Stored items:
● ● ● ●

PR #262, opened 2022-03-07
[13.0][FIX] website_event_filter_city: search input

chienandalu:
- Refactor to try to reuse as much from the core as possible. Anyway, as there's no external method to compose the domain we still have to redo some things in order to add our city filter stuff.
- Consider the new name search term.
- Fix test: it didn't expect online events when filtering by country, but Odoo core allows it explicitly.

cc @Tecnativa TT34958

### DIFF
--- a/website_event_filter_city/controllers/main.py
+++ b/website_event_filter_city/controllers/main.py
@@ -1,47 +1,66 @@
 # Copyright 2016-2017 Jairo Llopis <jairo.llopis@tecnativa.com>
 # License LGPL-3.0 or later (http://www.gnu.org/licenses/lgpl).
 
-from odoo import _, http
+from odoo import _
+from odoo.http import request, route
 
 from odoo.addons.website_event.controllers.main import WebsiteEventController
 
 
 class WebsiteEvent(WebsiteEventController):
-    @http.route()
+    @route()
     def events(self, page=1, **searches):
-        # Get current render values
-        result = super().events(page, **searches)
-        values = result.qcontext
-        searches = values["searches"]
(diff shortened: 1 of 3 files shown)


pedrobaeza:
Isn't possible to reuse upstream code calling super and avoid future similar compatibility problems?

chienandalu:
I'd say main problem is that the core method is encaupsulated and the counter values need to be recalculated with the new search criteria. @victoralmau was involved in the migration. Surely he could tell better

victoralmau:
> 

Exactly, without a `_prepare()` function (or similar) in `website_event` it is not possible to call super and reduce code. It is necessary, for example, to re-do the code for the total number of records or for the domain that we must apply.

victoralmau (approved):

rafaelbn (approved):

pedrobaeza:
@chienandalu please try again with the technique we talked about of injecting the context and then overwriting search method.

chienandalu:
> @chienandalu please try again with the technique we talked about of injecting the context and then overwriting search method.

Done. Anyway, surely not as elegant and minimalist as you expected :sweat_smile: These complex controller methods tend have encapsulated behaviors that force us to redo some things anyway.

pedrobaeza:
Indeed is a bit ugly, but I hope we reduce the friction in other upstream patches. I will update CI for using GH actions and merge. Is this needed in v14?

chienandalu:
> Is this needed in v14?

The module isn't yet migrated

victoralmau (approved):

rafaelbn (approved):

PR #263, opened 2022-03-16
[MIG] event_session: Migration to 14.0

chienandalu:
Migration highlights:

- `event` has changed the `state` field for a relation to configurable stages. We had to adapt to this new workflow.
- Some old features were dropped as obsolete, so we drop them from event sessions as well (`seats_min`).
- `event_event.seats_availability` select field changed to the new `seats_limited` boolean one. We adopt the same change in event sessions and a migration scrip is added to convert the data.
- Record rules are updated to adapt to the new multicompany behavior.
- Some fixes in tests.

cc @Tecnativa TT34351

please review @ernestotejeda @pedrobaeza


event_session/models/event_mail.py
```diff
@@ -50,30 +50,21 @@ def _compute_done(self):
...
                 )
 
-    @api.depends(
-        "event_id.state",
-        "event_id.date_begin",
-        "interval_type",
-        "interval_unit",
-        "interval_nbr",
-    )
+    @api.depends()
```
pedrobaeza: Why removing dependencies here?

pedrobaeza (approved):

event_session/models/event_mail.py
ivantodorovich: Same dependencies than super I think.
But I do think these are missing:

- `session_id.date_begin`
- `session_id.date_end`

ivantodorovich (approved):

event_session/models/event_mail.py
chienandalu: Thanks @ivantodorovich you're right :+1:

pedrobaeza:
Travis is now red

pedrobaeza:
It seems the depends you have re-added are not OK

event_session/models/event_mail.py
```diff
@@ -0,0 +1,95 @@
...
+                    else len(event_mail.mail_registration_ids)
+                    == len(event_mail.session_id.registration_ids)
+                    and all(line.mail_sent for line in event_mail.mail_registration_ids)
+                )
+
+    @api.depends(
+        "event_id.state",
+        "event_id.date_begin",
+        "session_id.date_begin",
+        "session_id.date_end",
```
ivantodorovich: You can keep only these two.
`api.depends` will add new ones when overriding, but it will keep the original ones

event_session/migrations/14.0.1.0.0/pre-migration.py
```diff
@@ -0,0 +1,24 @@
...
+from openupgradelib import openupgrade
+
+
+def rename_event_session_seats(env):
+    openupgrade.logged_query(
+        env.cr,
+        """
+        ALTER TABLE event_session
+        ADD COLUMN seats_limited boolean""",
+    )
```
ernestotejeda, line 12: Why not to use here `add_fields` method of openupgradelib

event_session/models/event.py
```diff
@@ -39,6 +39,9 @@ class EventEvent(models.Model):
         string=" # No of Confirmed Registrations",
         store=True,
     )
+    generate_sessions_button_visible = fields.Boolean(
+        compute="_compute_generate_sessions_button_visible",
+    )
```
ernestotejeda: What about to have a relate field (`stage_id.pipe_end`) instead?

event_session/migrations/14.0.1.0.0/pre-migration.py
pedrobaeza: It's not needed anymore since v13, as Odoo does all the needed stuff.

event_session/models/event_mail.py
```diff
@@ -0,0 +1,95 @@
...
+                    True
+                    if event_mail.event_id.sessions_count > 0
+                    and not event_mail.session_id
+                    else len(event_mail.mail_registration_ids)
+                    == len(event_mail.session_id.registration_ids)
+                    and all(line.mail_sent for line in event_mail.mail_registration_ids)
+                )
+
+    @api.depends(
+        "event_id.state",
```
ernestotejeda:
```suggestion
        "event_id.stage_id",
```
That's why travis is red

event_session/models/event.py
chienandalu: Ok, I like it :)

event_session/models/event_mail.py
chienandalu: Weird, that's wasn't on my local code. I'm pushing again anyway

event_session/models/event.py
chienandalu: I like it

event_session/models/event_mail.py
chienandalu: Thanks :) I'm never completly sure about that

chienandalu:
@ernestotejeda can you update your review?

ernestotejeda (approved):

PR #265, opened 2022-03-17
[14.0][MIG] event_registration_multi_qty: Migration to 14.0

chienandalu:
Standard migration

cc @Tecnativa TT34348

please review @sergio-teruel @ernestotejeda

PR #267, opened 2022-03-24
[MIG] event_session_registration_multi_qty: Migration to 14.0

chienandalu:
Standard migration.

Depending on:

- [x] #263 
- [x] #265 

cc @Tecnativa TT34352

please review @ernestotejeda @pedrobaeza


pedrobaeza:
/ocabot migration event_session_registration_multi_qty

Please rebase

chienandalu:
Rebased

ernestotejeda (approved):

event_session_registration_multi_qty/models/event_session.py
```diff
@@ -0,0 +1,50 @@
...
+
+
+class EventSession(models.Model):
+    _inherit = "event.session"
+
+    @api.depends("registration_ids.qty")
+    def _compute_seats(self):
+        for session in self:
+            if not session.event_id.registration_multi_qty:
+                return super()._compute_seats()
```
ivantodorovich, line 13:
```suggestion
        records = self.filtered("event_id.registration_multi_qty")
        super(EventSession, self - records)._compute_seats()
        for session in records:
```

Better to call super outside of the loop, otherwise you loose all the recordset optimizations

event_session_registration_multi_qty/models/event_session.py
```diff
@@ -0,0 +1,50 @@
...
+                "seats_unconfirmed": 0,
+                "seats_reserved": 0,
+                "seats_used": 0,
+                "seats_available": 0,
+                "seats_available_expected": 0,
+                "seats_available_pc": 0,
+            }
+            registrations = self.env["event.registration"].read_group(
+                [
+                    ("session_id", "=", session.id),
```
ivantodorovich, line 24: Better to do this from outside the loop, to reduce the number of queries to compute this thing.
Otherwise you run a query per record, that's not efficient.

● ● ● ●

**Requirement**. Which lines hold the word "redo"? Return all of them from the records above.

**Reply to the exercise**.
- Refactor to try to reuse as much from the core as possible. Anyway, as there's no external method to compose the domain we still have to redo some things in order to add our city filter stuff.
Done. Anyway, surely not as elegant and minimalist as you expected :sweat_smile: These complex controller methods tend have encapsulated behaviors that force us to redo some things anyway.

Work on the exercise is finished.